Question

Bond J has a coupon rate of 3%, Bond K 9%, both have 18 years maturity?

Answer 1

The coupon rate of Bond J is 3% and Bond K is 9%, both with a maturity of 18 years. To calculate their present value, use the present value formula and the discount rates of 8% and 11% respectively.

Step-by-step explanation:

The coupon rate of a bond represents the annual interest payment as a percentage of the bond's face value. Bond J has a coupon rate of 3% and Bond K has a coupon rate of 9%. Both bonds have a maturity of 18 years, which means they will make interest payments for 18 years before returning the face value at the end.

To calculate the value of these bonds, you need to use the present value formula. The present value is the discounted value of future cash flows. The discount rate is the rate of return required by the investor. If the discount rate is 8%, you calculate the present value of cash flows from Bond J and Bond K over 18 years using the discount rate of 8%.
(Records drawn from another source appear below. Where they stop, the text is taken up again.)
PR #462, opened 2024-11-20
Step form improvements

srdjan-harness:
- Templates API integration
 - Removed not used elements - like filters
 - Added group edit (only group name)
 - Align with style changes

### DIFF
--- a/apps/gitness/package.json
+++ b/apps/gitness/package.json
@@ -19,7 +19,7 @@
   },
   "dependencies": {
     "@harnessio/canary": "workspace:*",
-    "@harnessio/code-service-client": "3.2.0",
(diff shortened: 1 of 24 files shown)


apps/gitness/package.json
```diff
@@ -19,7 +19,7 @@
   },
   "dependencies": {
     "@harnessio/canary": "workspace:*",
-    "@harnessio/code-service-client": "3.2.0",
+    "@harnessio/code-service-client": "3.2.1-beta.1",
```
abhinavrastogi-harness, line 22: if the new code-service-client works correctly, let's remove the beta version, and publish 3.2.1 directly

abhinavrastogi-harness (approved):

PR #470, opened 2024-11-22
chore: fix issue on forked repos

cjlee01:
fix issue on forked repos where github actions don't run and the checks dont work


knagurski (approved):
Looks reasonable!

PR #483, opened 2024-11-26
Theming support new architecture

vivek-harness:
Initial changes needed for multi-theme support

This PR is stage 1 of the following ADR:
https://harness.atlassian.net/wiki/spaces/~712020c33cb1c71cf34b2f809a60e4efc310ff/pages/edit-v2/22141108376

https://github.com/user-attachments/assets/71a1021c-64bc-472b-8bbd-431892b2a325


apps/gitness/src/framework/context/ThemeContext.tsx
```diff
@@ -0,0 +1,58 @@
...
+export function ThemeProvider({ children }: { children: React.ReactNode }) {
+  const { theme, setTheme } = useThemeStore(state => ({
+    theme: state.theme,
+    setTheme: state.setTheme
+  }))
+
+  useEffect(() => {
+    const root = window.document.documentElement
+
+    const getMediaQuery = () => window.matchMedia('(prefers-color-scheme: dark)')
```
knagurski, line 34: This will return a new media query each time called and it's called 3 times. Because it's new on each call, it'll not be removed on unmount. Not an issue in practice, but the fix is just to assign to a variable here instead of making it a function you always call.
```suggestion
    const mediaQuery = window.matchMedia('(prefers-color-scheme: dark)')
```

apps/gitness/src/framework/context/ThemeContext.tsx
```diff
@@ -0,0 +1,58 @@
...
+        setTheme(`${getMediaQuery().matches ? ModeType.Dark : ModeType.Light}-${color}-${contrast}` as FullTheme)
+      }
+    }
+
+    getMediaQuery().addEventListener('change', updateSystemTheme)
+
+    return () => {
+      getMediaQuery().removeEventListener('change', updateSystemTheme)
+    }
+  }, [theme, setTheme])
```
knagurski, line 55: Not an issue, but a nice optimisation would be to extract much of the logic for this to an external function to avoid creating a new listener every time the theme changes. The media query listener should be fine being created only once. Maybe consider adding the query into a ref.

apps/gitness/src/framework/context/ThemeContext.tsx
```diff
@@ -0,0 +1,58 @@
...
+    }),
+    {
+      name: 'canary-ui-theme' // LocalStorage key
+    }
+  )
+)
+
+export const useTheme = () => {
+  const { theme, setTheme } = useThemeStore(state => ({ theme: state.theme, setTheme: state.setTheme }))
+  return { theme, setTheme }
```
knagurski, line 22: Might as well just return it instead of destructering it and then building it back into a new object.
```suggestion
  return useThemeStore(state => ({ theme: state.theme, setTheme: state.setTheme }))
```

apps/gitness/src/framework/context/ThemeContext.tsx
```diff
@@ -0,0 +1,58 @@
...
+      theme: 'system-std-std' as FullTheme, // Default theme
+      setTheme: (newTheme: FullTheme) => set({ theme: newTheme })
+    }),
+    {
+      name: 'canary-ui-theme' // LocalStorage key
+    }
+  )
+)
+
+export const useTheme = () => {
```
knagurski, line 20: Can we add the return type to keep typescript happy and auto-completing?

apps/gitness/src/pages/profile-settings/profile-settings-theme-page.tsx
```diff
@@ -0,0 +1,21 @@
...
+import { SandboxLayout } from '@harnessio/ui/views'
+
+import { useTheme } from '../../framework/context/ThemeContext'
+
+const ProfileSettingsThemePage: React.FC = () => {
+  return (
+    <SandboxLayout.Main hasLeftPanel hasHeader hasSubHeader>
+      <SandboxLayout.Content>
+        <Spacer size={10} />
+        <Text size={5} weight={'medium'}>
```
knagurski, line 11:
```suggestion
        <Text size={5} weight="medium">
```

apps/gitness/src/framework/context/ThemeContext.tsx
vivek-harness: Ahh got it, good to know! I'll fix it.

apps/gitness/src/framework/context/ThemeContext.tsx
vivek-harness: Got it, I moved it to another useEffect with no dependencies so that the event listener is assigned only once and removed once during unmount.

apps/gitness/src/framework/context/ThemeContext.tsx
vivek-harness: Done

apps/gitness/src/framework/context/ThemeContext.tsx
vivek-harness: Done

apps/gitness/src/pages/profile-settings/profile-settings-theme-page.tsx
vivek-harness: Done

PR #484, opened 2024-11-26
fix: start migrating repository viewing pages to the UI

3em:
- Adjusted the structure in ui/views
- Added a general framework for the repository data viewing page
- Minor fixes to the repository list page


packages/ui/src/components/search-files.tsx
```diff
@@ -0,0 +1,102 @@
...
+  Popover,
+  PopoverAnchor,
+  PopoverContent,
+  SearchBox,
+  Text
+} from '@/components'
+
+interface SearchFilesProps {
+  navigateToFile: (file: string) => void
+  filesList: string[] | undefined
```
knagurski, line 18:
```suggestion
  filesList?: string[]
```

packages/ui/src/components/search-files.tsx
```diff
@@ -0,0 +1,102 @@
...
+
+  const handleInputChange = useCallback((event: React.ChangeEvent<HTMLInputElement>) => {
+    const value = event.target.value
+    setQuery(value)
+    setIsOpen(value !== '')
+  }, [])
+
+  const filteredFiles = useMemo(() => {
+    return filesList?.filter(file => file.toLowerCase().includes(query.toLowerCase()))
+  }, [query, filesList])
```
knagurski, line 33: You can simplify things, by always making sure an array is returned. Then you can use without optional chaining below. Also, this will run whether or not a query has been entered, so you might as well return quickly in that case.

```suggestion
  const filteredFiles = useMemo<string[]>(() => {
    if (!filesList) return []
    if (!query) return filesList
    
    const queryText = query.toLowerCase()
  
    return filesList.filter(file => file.toLowerCase().includes(queryText))
  }, [query, filesList])
```

packages/ui/src/components/navbar/navbar-user/index.tsx
```diff
@@ -13,9 +13,9 @@ import {
   Icon,
   Text
 } from '@/components'
+import { TypesUser } from '@/types'
```
knagurski, line 16: I know this isn't from this PR, but wow, `TypesUser` is a terrible name.

packages/ui/src/components/command.tsx
```diff
@@ -0,0 +1,130 @@
...
+    {...props}
+  />
+))
+Command.displayName = CommandPrimitive.displayName
+
+const CommandDialog = ({ children, ...props }: DialogProps) => {
+  return (
+    <Dialog {...props}>
+      <DialogContent className="overflow-hidden p-0">
+        <Command className="[&_[cmdk-group-heading]]:text-muted-foreground [&_[cmdk-group-heading]]:px-2 [&_[cmdk-group-heading]]:font-medium [&_[cmdk-group]:not([hidden])_~[cmdk-group]]:pt-0 [&_[cmdk-group]]:px-2 [&_[cmdk-input-wrapper]_svg]:size-5 [&_[cmdk-input]]:h-12 [&_[cmdk-item]]:px-2 [&_[cmdk-item]]:py-3 [&_[cmdk-item]_svg]:size-5">
```
knagurski, line 28: Not an issue, but this is why I don't really like tailwind. This barf of text is extremely difficult to visually reason about and decipher what it does.

packages/ui/src/components/branch-selector.tsx
```diff
@@ -0,0 +1,70 @@
...
+          variant="secondary"
+          size={size}
+          className={cn(widthClasses[width], 'flex items-center gap-1.5 overflow-hidden px-3', {
+            'bg-muted': !prefix,
+            'bg-background': prefix,
+            'border-border': prefix,
+            'border-2': prefix
+          })}
+        >
+          {prefix ? null : <Icon name="branch" size={12} className="text-tertiary-background min-w-[12px]" />}
```
knagurski, line 49: Is there an official spacing unit we can use instead of a specific pixel value of 12?

knagurski (commented):
Some thoughts for you

packages/ui/src/components/branch-selector.tsx
```diff
@@ -0,0 +1,70 @@
...
+}
+
+interface PageProps {
+  name: string
+  branchList?: BranchListProps[]
+  size?: 'default' | 'sm'
+  width?: 'auto' | 'sm' | 'md' | 'lg' | 'full'
+  selectBranch: (branch: string) => void
+  prefix?: string
+}
```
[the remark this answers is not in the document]
andrewgolovanov: @knagurski This is an old component—the new one got lost during the migration. I’m currently working on transferring the new component (Branch Selector) in a separate branch and will address these points during the process :+1:

apps/gitness/src/pages-v2/repo/repo-sidebar.tsx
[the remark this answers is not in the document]
shaurya-harness: I think this was done because the sidebar remains common in repo files / edit file / new file page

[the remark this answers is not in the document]
3em: @knagurski At the moment, I have been replicating the same app route structure that currently exists in v1. We added UI components responsible for rendering and integrated them into Gitness following the exact same scheme as already implemented. Why is RepoSidebar used as a persistent layout for all routes under `:spaceId/repos/:repoId/code`? It seems to be because it contains a repeating sidebar for all child routes. Since there will be children in the app router under this path, including RepoSidebar in every child page of `:spaceId/repos/:repoId/code` doesn’t seem necessary.

apps/gitness/src/pages-v2/repo/repo-sidebar.tsx
```diff
@@ -0,0 +1,121 @@
...
+  const branchList: BranchListProps[] | undefined = branches?.body?.map(item => ({
+    name: item?.name || ''
+  }))
+
+  const { data: filesData } = useListPathsQuery({
+    repo_ref: repoRef,
+    queryParams: { git_ref: normalizeGitRef(selectedBranch) }
+  })
+
+  const filesList = filesData?.body?.files || []
```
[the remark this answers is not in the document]
3em: @knagurski All the logic code was simply transferred from existing files; we didn’t write it ourselves. In this case, it was taken from apps/gitness/src/pages/repo/repo-files.tsx. In this MR, we essentially created a UI transfer for the general structure of repository viewing pages, as our PP team will now be working on various pages for displaying repository data.

apps/gitness/src/pages-v2/repo/repo-sidebar.tsx
```diff
@@ -0,0 +1,121 @@
...
+      setSelectedBranch(repository.body.default_branch)
+    } else if (gitRef) {
+      setSelectedBranch(gitRef)
+    }
+  }, [repository?.body?.default_branch, gitRef])
+
+  const selectBranch = useCallback(
+    (branch: string) => {
+      setSelectedBranch(branch)
+      navigate(`/spaces/${spaceId}/repos/${repoId}/code/${branch}`)
```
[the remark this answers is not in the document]
shaurya-harness: this would probably require a fix at routes in App.tsx as well

packages/ui/src/components/branch-selector.tsx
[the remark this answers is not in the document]
knagurski: Sweet, thanks :-)

packages/ui/src/components/list-actions.tsx
```diff
@@ -34,8 +34,8 @@ function Right({ children }: { children: React.ReactNode }) {
 function Dropdown({ title, items, onChange, selectedValue }: DropdownProps) {
   return (
     <DropdownMenu>
-      <DropdownMenuTrigger className="text-tertiary-background hover:text-primary flex cursor-pointer items-center gap-1.5 duration-100 ease-in-out">
-        {selectedValue && <span className="bg-primary size-[4px] rounded-full"></span>}
+      <DropdownMenuTrigger className="flex cursor-pointer items-center gap-1.5 text-tertiary-background duration-100 ease-in-out hover:text-primary">
+        {selectedValue && <span className="size-[4px] rounded-full bg-primary"></span>}
```
knagurski, line 38: Not a blocker for this PR, but worth making sure we use self-closing tags for empty elements.
```suggestion
        {selectedValue && <span className="size-[4px] rounded-full bg-primary" />}
```

packages/ui/src/components/tabs.tsx
```diff
@@ -0,0 +1,148 @@
...
+          </div>
+        ) : (
+          children
+        )}
+      </TabsContext.Provider>
+    </TabsPrimitive.Root>
+  )
+)
+Tabs.displayName = 'Tabs'
+interface TabsListProps
```
knagurski, line 86: One for the next PR
```suggestion
interface TabsListProps

```

knagurski (approved):
Some things we can fix in the next PR 👍🏻

PR #485, opened 2024-11-26
fix(ui): styles of dropdown checkbox and filters

andrewgolovanov:
**Description:**
This pull request fixes styles in filters and the DropdownMenu subcomponent

### DIFF
--- a/packages/ui/src/components/filters/filters-bar/filter-variants/checkbox.tsx
+++ b/packages/ui/src/components/filters/filters-bar/filter-variants/checkbox.tsx
@@ -45,7 +45,7 @@ const Checkbox = ({ filter, filterOption, onUpdateFilter, searchQueries, handleS
               <Input
                 className="h-6 flex-1 border-none outline-none hover:border-none focus:border-none focus-visible:ring-0"
                 type="text"
-                placeholder={filter.selectedValues.length > 0 ? '' : 'Select one or more options...'}
+                placeholder={filter.selectedValues.length ? '' : 'Select one or more options...'}
                 value={searchQueries.filters[filter.type] || ''}
                 onChange={e => handleSearchChange?.(filter.type, e.target.value, 'filters')}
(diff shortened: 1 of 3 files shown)


packages/ui/src/components/filters/filters-bar/filter-variants/checkbox.tsx
```diff
@@ -50,19 +42,17 @@ const Checkbox = ({ filter, filterOption, onUpdateFilter, searchQueries, handleS
...
-                  onClick={e => {
-                    e.preventDefault()
-                  }}
-                  onKeyDown={e => e.stopPropagation()}
-                />
-              </DropdownMenuItem>
+              <Input
+                className="h-6 flex-1 border-none outline-none hover:border-none focus:border-none focus-visible:ring-0"
+                type="text"
+                placeholder={filter.selectedValues.length > 0 ? '' : 'Select one or more options...'}
```
knagurski, line 48: Not an issue, but you can simplify a bit here.
```suggestion
                placeholder={filter.selectedValues.length ? '' : 'Select one or more options...'}
```

packages/ui/src/components/filters/filters-bar/filter-variants/number.tsx
```diff
@@ -47,32 +46,30 @@ const Number = ({ filter, onUpdateFilter }: NumberFilterProps) => {
...
+        placeholder="Type a value..."
+        onChange={handleInputChange}
+        onClick={e => {
+          e.stopPropagation()
+          e.preventDefault()
+        }}
+      />
+
+      {value && (
+        <button
```
knagurski, line 63: Since this is an icon-only button, can we add an `aria-label` to help describe it for screen readers?
```suggestion
        <button
          aria-label="clear filter"
```

knagurski (approved):
Adding an `aria-label` will make this even better 👍🏻

PR #486, opened 2024-11-27
Add i18n

sans-harness:
- Adds `i18n` with dropdown to toggle language between english, french and system. 

https://github.com/user-attachments/assets/e50afd74-cb4b-40f8-a117-327bd442215f


apps/gitness/src/i18n/i18n.ts
```diff
@@ -0,0 +1,57 @@
...
+    },
+    interpolation: {
+      escapeValue: false
+    }
+  })
+
+export const handleLanguageChange = (lng: string) => {
+  // set system language
+  if (lng === 'system') {
+    const navigatorLang = navigator.language.split('-')[0]
```
praneshg239, line 38: Do we need to use `navigator.userLanguage` as a fallback here? As will IE return user selection as `userLanguage`.  Can we use something like this? 
 
```ts
(navigator.language || navigator.userLanguage || 'en').split('-')[0]
```

packages/ui/src/data/navbar-menu-data.ts
```diff
@@ -1,57 +1,59 @@
 import { MenuGroupType, MenuGroupTypes } from '@components/navbar/types'
 
-export const navbarMenuData: MenuGroupType[] = [
+import { i18nextViewsInstance } from '../i18n/i18n'
+
+export const getNavbarMenuData = (): MenuGroupType[] => [
   {
     groupId: 0,
-    title: 'Devops',
+    title: i18nextViewsInstance.t('component:navbar.devops'),
```
vivek-harness, line 8: Maybe destructure { t } from i18nextViewsInstance and use it instead?

packages/ui/src/data/navbar-menu-data.ts
```diff
@@ -1,57 +1,59 @@
 import { MenuGroupType, MenuGroupTypes } from '@components/navbar/types'
 
-export const navbarMenuData: MenuGroupType[] = [
+import { i18nextViewsInstance } from '../i18n/i18n'
```
vivek-harness, line 3: Can't we use a single '../i18n' import  instead of '../i18n/i18n'?
Need to change the folder structure with i18n/index.ts instead of i18n/i18n.ts

apps/gitness/src/pages/profile-settings/profile-settings-general-container.tsx
```diff
@@ -26,7 +28,10 @@ export const SettingsProfileGeneralPage: React.FC = () => {
         setUserData({
           name: data.display_name || '',
           username: data.uid || '',
-          email: data.email || ''
+          email: data.email || '',
+          language: localStorage.getItem('i18nextLngSystem')
```
vivek-harness, line 32: Try not to repeat localStorage.getItem('i18nextLngSystem') and localStorage.getItem('i18nextLng') multiple times?

packages/ui/src/data/navbar-menu-data.ts
```diff
@@ -1,57 +1,61 @@
...
+
+const { t } = i18nextViewsInstance
```
abhinavrastogi-harness, line 5: not a blocker, but let's try passing this instance in as a prop to the components from `gitness` app.

abhinavrastogi-harness (approved):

If the discount rate is 11%, you calculate the present value of cash flows from Bond J and Bond K over 18 years using the discount rate of 11%.

Answer 2

Bond J has a coupon rate of 3%, Bond K has a coupon rate of 9%, and both bonds have an 18-year maturity.

Step-by-step explanation:

The coupon rate of a bond represents the annual interest payment as a percentage of the bond's face value. In this case, Bond J has a coupon rate of 3%, while Bond K has a coupon rate of 9%. This means that Bond J pays 3% of its face value annually in interest, and Bond K pays 9%.

To calculate the annual interest payment for each bond, we use the formula:

Annual Interest Payment =
`\left( \frac{\text{Coupon Rate}}{100} \right) * \text{Face Value} \]`

For Bond J:

Annual Interest Payment for Bond J =
`\left( (3)/(100) \right) * \text{Face Value} \]`

For Bond K:

Annual Interest Payment for Bond K =
`\left( (9)/(100) \right) * \text{Face Value} \]`

After obtaining the annual interest payments, we can compare the total interest paid by each bond over the 18-year period by multiplying the annual interest payment by the number of years. This comparison will reveal the total interest income generated by each bond over their respective maturities.